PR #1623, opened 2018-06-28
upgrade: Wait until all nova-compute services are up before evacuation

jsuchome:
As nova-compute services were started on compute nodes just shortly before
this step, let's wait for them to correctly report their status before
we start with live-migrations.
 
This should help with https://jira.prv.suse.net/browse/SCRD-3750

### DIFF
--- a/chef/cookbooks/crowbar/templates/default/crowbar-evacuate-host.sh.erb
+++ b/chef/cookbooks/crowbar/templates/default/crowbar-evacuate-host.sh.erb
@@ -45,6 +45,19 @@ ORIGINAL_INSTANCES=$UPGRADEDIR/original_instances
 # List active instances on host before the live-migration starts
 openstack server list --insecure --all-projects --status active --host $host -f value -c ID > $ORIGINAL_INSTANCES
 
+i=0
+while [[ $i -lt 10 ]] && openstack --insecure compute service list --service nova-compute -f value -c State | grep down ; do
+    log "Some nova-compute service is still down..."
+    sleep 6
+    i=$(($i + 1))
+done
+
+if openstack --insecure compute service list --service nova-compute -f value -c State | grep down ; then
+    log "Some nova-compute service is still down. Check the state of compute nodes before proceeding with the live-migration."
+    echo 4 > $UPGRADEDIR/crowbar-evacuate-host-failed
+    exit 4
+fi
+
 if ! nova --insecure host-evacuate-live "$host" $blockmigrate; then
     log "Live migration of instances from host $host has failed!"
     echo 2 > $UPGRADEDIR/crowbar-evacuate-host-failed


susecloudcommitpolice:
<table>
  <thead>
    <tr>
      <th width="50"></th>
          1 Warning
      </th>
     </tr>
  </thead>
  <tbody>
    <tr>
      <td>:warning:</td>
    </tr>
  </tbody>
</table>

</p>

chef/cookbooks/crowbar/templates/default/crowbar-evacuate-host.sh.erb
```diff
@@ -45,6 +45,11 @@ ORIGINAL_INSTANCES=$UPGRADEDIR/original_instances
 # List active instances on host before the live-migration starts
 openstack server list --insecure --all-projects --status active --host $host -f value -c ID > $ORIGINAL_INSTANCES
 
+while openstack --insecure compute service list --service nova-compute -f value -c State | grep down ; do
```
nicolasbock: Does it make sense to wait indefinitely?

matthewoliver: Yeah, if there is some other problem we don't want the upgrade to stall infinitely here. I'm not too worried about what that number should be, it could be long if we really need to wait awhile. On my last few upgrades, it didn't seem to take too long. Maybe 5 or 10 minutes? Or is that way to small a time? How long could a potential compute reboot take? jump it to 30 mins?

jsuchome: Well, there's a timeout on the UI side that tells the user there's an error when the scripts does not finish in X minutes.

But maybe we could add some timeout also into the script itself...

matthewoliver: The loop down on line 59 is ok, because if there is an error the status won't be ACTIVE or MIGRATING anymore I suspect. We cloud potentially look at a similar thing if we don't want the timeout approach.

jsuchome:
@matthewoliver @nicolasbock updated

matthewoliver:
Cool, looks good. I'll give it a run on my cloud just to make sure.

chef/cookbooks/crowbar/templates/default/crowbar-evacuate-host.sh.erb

☆ ☆ ☆ ☆ ☆

=== ASSIGNMENT ===
Output the lines above exactly, but only those between the line holding "This should help" and the line holding "down ; then", inclusive.

=== OUTPUT OF THE EXERCISE ===
This should help with https://jira.prv.suse.net/browse/SCRD-3750

### DIFF
--- a/chef/cookbooks/crowbar/templates/default/crowbar-evacuate-host.sh.erb
+++ b/chef/cookbooks/crowbar/templates/default/crowbar-evacuate-host.sh.erb
@@ -45,6 +45,19 @@ ORIGINAL_INSTANCES=$UPGRADEDIR/original_instances
 # List active instances on host before the live-migration starts
 openstack server list --insecure --all-projects --status active --host $host -f value -c ID > $ORIGINAL_INSTANCES
 
+i=0
+while [[ $i -lt 10 ]] && openstack --insecure compute service list --service nova-compute -f value -c State | grep down ; do
+    log "Some nova-compute service is still down..."
+    sleep 6
+    i=$(($i + 1))
+done
+
+if openstack --insecure compute service list --service nova-compute -f value -c State | grep down ; then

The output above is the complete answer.